§ **WHAT TO WORK ON**
Write the data below out again, exactly as each line reads.

*** EXCERPTED RECORDS Section Begins ***

PR #1447, opened 2024-01-23
augmenting OSW converter for Spire

smaticka:
## Description

Ocean surface data of `wind speed retrieval` (no direction) is available from `Spire` as netCDF files. 
A converter is needed to bring the data into `IODA` format to be used in `JEDI`. 

Command to test:
`python3 $JEDI_SRC/iodaconv/src/hdf5/spire_2ioda.py -i spire_gnss-br_L2_gbrOcn_v02.04_2024-01-09T20-47-47_FM172_G28.nc -o filename_spire.nc4`
(file not on publicly accessible platforms)

## Issue(s) addressed

Partial of https://github.com/JCSDA-internal/ioda-converters/issues/1452

we just going to want a single converter that forks (?) when needed for the different providers CYGNSS, Spire and Muon at this point

## Checklist

- [x] the converter creates an file that can be added in r2d2 and successfully runs in skylab
- [x] the necessary data is transferred.

### DIFF
--- a/src/hdf5/spire_2ioda.py
+++ b/src/hdf5/spire_2ioda.py
@@ -123,7 +123,7 @@ def main(args):
         # Change time reference
         obs_data_append = adjust_dateTime(obs_data_append, dat_ref)
 
-        # Change longitude range 
+        # Change longitude range
         obs_data_append = adjust_longitude(obs_data_append)
 
         # Append to data frame containing all timestamp data
@@ -194,7 +194,7 @@ def main(args):
 def get_data_from_file(afile, col_names, file_name):
 
     # Get instrument reference
-    instrument_ref = afile.attrs['tx_id'].decode('UTF-8') 
+    instrument_ref = afile.attrs['tx_id'].decode('UTF-8')
 
     # Pull each data type (variable) and create a list
     latitude = [afile['sp_lat'][ii] for ii in range(len(afile['sp_lat']))]
@@ -218,6 +218,7 @@ def get_data_from_file(afile, col_names, file_name):
 def adjust_dateTime(obs_DF, dat_ref):
     obs_DF['dateTime'] = obs_DF['dateTime']+int(dat_ref)
     return obs_DF
+
 
 def adjust_longitude(obs_DF):
     obs_DF['longitude'] = (obs_DF['longitude']+180).mod(360) - 180
--- a/src/hdf5/spire_2ioda.py
+++ b/src/hdf5/spire_2ioda.py
@@ -216,7 +216,7 @@ def get_data_from_file(afile, col_names, file_name):
 
 
 def adjust_dateTime(obs_DF, dat_ref):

*** EXCERPTED RECORDS Section Ends ***

§ **SOLUTION**
PR #1447, opened 2024-01-23
augmenting OSW converter for Spire

smaticka:
## Description

Ocean surface data of `wind speed retrieval` (no direction) is available from `Spire` as netCDF files. 
A converter is needed to bring the data into `IODA` format to be used in `JEDI`. 

Command to test:
`python3 $JEDI_SRC/iodaconv/src/hdf5/spire_2ioda.py -i spire_gnss-br_L2_gbrOcn_v02.04_2024-01-09T20-47-47_FM172_G28.nc -o filename_spire.nc4`
(file not on publicly accessible platforms)

## Issue(s) addressed

Partial of https://github.com/JCSDA-internal/ioda-converters/issues/1452

we just going to want a single converter that forks (?) when needed for the different providers CYGNSS, Spire and Muon at this point

## Checklist

- [x] the converter creates an file that can be added in r2d2 and successfully runs in skylab
- [x] the necessary data is transferred.

### DIFF
--- a/src/hdf5/spire_2ioda.py
+++ b/src/hdf5/spire_2ioda.py
@@ -123,7 +123,7 @@ def main(args):
         # Change time reference
         obs_data_append = adjust_dateTime(obs_data_append, dat_ref)
 
-        # Change longitude range 
+        # Change longitude range
         obs_data_append = adjust_longitude(obs_data_append)
 
         # Append to data frame containing all timestamp data
@@ -194,7 +194,7 @@ def main(args):
 def get_data_from_file(afile, col_names, file_name):
 
     # Get instrument reference
-    instrument_ref = afile.attrs['tx_id'].decode('UTF-8') 
+    instrument_ref = afile.attrs['tx_id'].decode('UTF-8')
 
     # Pull each data type (variable) and create a list
     latitude = [afile['sp_lat'][ii] for ii in range(len(afile['sp_lat']))]
@@ -218,6 +218,7 @@ def get_data_from_file(afile, col_names, file_name):
 def adjust_dateTime(obs_DF, dat_ref):
     obs_DF['dateTime'] = obs_DF['dateTime']+int(dat_ref)
     return obs_DF
+
 
 def adjust_longitude(obs_DF):
     obs_DF['longitude'] = (obs_DF['longitude']+180).mod(360) - 180
--- a/src/hdf5/spire_2ioda.py
+++ b/src/hdf5/spire_2ioda.py
@@ -216,7 +216,7 @@ def get_data_from_file(afile, col_names, file_name):
 
 
 def adjust_dateTime(obs_DF, dat_ref):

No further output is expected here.